Trump’s current situation is a media creation. He has a bit of charisma (this is undeniably true, no matter what you may think of his policies) and is a known name and face from his appearance on a popular TV show (US Apprentice) so has instant name recognition with everyone who is asked an opinion at this stage.
But many voters will not really have made their mind up about a preferred Republican nominee yet, never mind their choice of a Presidential candidate. Voters are much less vexed about the General Election this far away from the day than the journalists and pollsters whose job it is to generate interest in political stories.
The rules of the game Trump is playing really matter here too. For him to become President he (realistically) needs to win the Republican nomination, and this is a process in which behind-the-scenes political manoeuvring is common-place and influential. So if the Republican establishment decides it doesn’t want Trump as its candidate then he’s very unlikely to become their candidate, even if his popular support manages to hold up (which it probably won’t).

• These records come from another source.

PR #262, opened 2019-06-06
record program locations for symbolic branch points

### LINKED ISSUE #260: Record program locations for symbolic branches
It's my intuition (and don't hesitate to correct me) that every symbolic branch has a conditional statement in the source program associated to it. Because of this, we should be able to report the branch location in an `AbortedBranch` result.

I've started working on this in a branch, but there are a few places where I can't figure out where I would get a position from. I'm not at all familiar with this part of the code. https://github.com/GaloisInc/crucible/compare/master...siddharthist:ppmerge?expand=1

siddharthist:
When both branches of symbolic simulation fail, it's useful to know
where in the source program that branching happened. (e.g. in SAWscript,
we can tell users which "if" statement in their C program was the branch
point).

Fixes #260. I've tested this with SAW and it does indeed report branch points in my program, haven't confirmed that they're the appropriate ones.

### DIFF
--- a/crucible/src/Lang/Crucible/Simulator/Operations.hs
+++ b/crucible/src/Lang/Crucible/Simulator/Operations.hs
@@ -704,7 +704,6 @@ resumeValueFromValueAbort ctx0 ar0 =
            (stateTree .~ ActiveTree ctx (er & partialValue.gpValue .~ frm))
            (resumeValueFromFrameAbort ctx ar0)
     VFVPartial ctx loc pred ay -> do
-      -- resumeValueFromValueAbort ctx (AbortedBranch (Posd (plSourceLoc loc) pred) ar0 ay)
       resumeValueFromValueAbort ctx (AbortedBranch loc pred ar0 ay)
     VFVEnd ->
       do res <- view stateContext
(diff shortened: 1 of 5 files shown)


crucible/src/Lang/Crucible/Simulator/Operations.hs
```diff
@@ -697,8 +703,9 @@ resumeValueFromValueAbort ctx0 ar0 =
          withReaderT
            (stateTree .~ ActiveTree ctx (er & partialValue.gpValue .~ frm))
            (resumeValueFromFrameAbort ctx ar0)
-    VFVPartial ctx p ay -> do
-      resumeValueFromValueAbort ctx (AbortedBranch p ar0 ay)
+    VFVPartial ctx loc pred ay -> do
+      -- resumeValueFromValueAbort ctx (AbortedBranch (Posd (plSourceLoc loc) pred) ar0 ay)
```
robdockins: stray comment line

travitch:
I think this kind of change is a great idea.  I'm curious about what level of granularity we can achieve.  If you see something like `if(a && b)`, do we have granular enough position information to capture difference between the test of `a` and `b` at the Crucible level? Crucible should translate that single C conditional into two conditionals to capture the short circuiting behavior.

siddharthist:
@travitch Great question, and I would also love to pursue that as a follow-up. Immediately upon testing this PR, I encounted a C conditional with five `&&`-ed clauses, making it difficult to determine exactly what test was being branched on.

robdockins:
The default behavior is for clang to introduce a branch for every `&&`.  I'd expect the source location to include the a column number in addition to the line number indicating which part of the test caused the branch.  Is that not happening?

But it’s very unlikely Trump can win the Republican nomination anyway. The rules governing the electoral process of finding a Republican nominees are complex, but have a built in disadvantage to candidates like Trump who are very unpopular in Democratic leaning constituencies.
And even if Trump does manage to secure the nomination, and even if he doesn’t get trounced by Hillary Clinton in the Presidential debates and campaigning, there is still the ‘when push comes to shove’ principle.
On the morning of polling on November 8th, if Trump really is the Republican nominee then millions of Americans are going to ask themselves ‘do I REALLY want to see Donald Trump as the next leader of the Free World?’.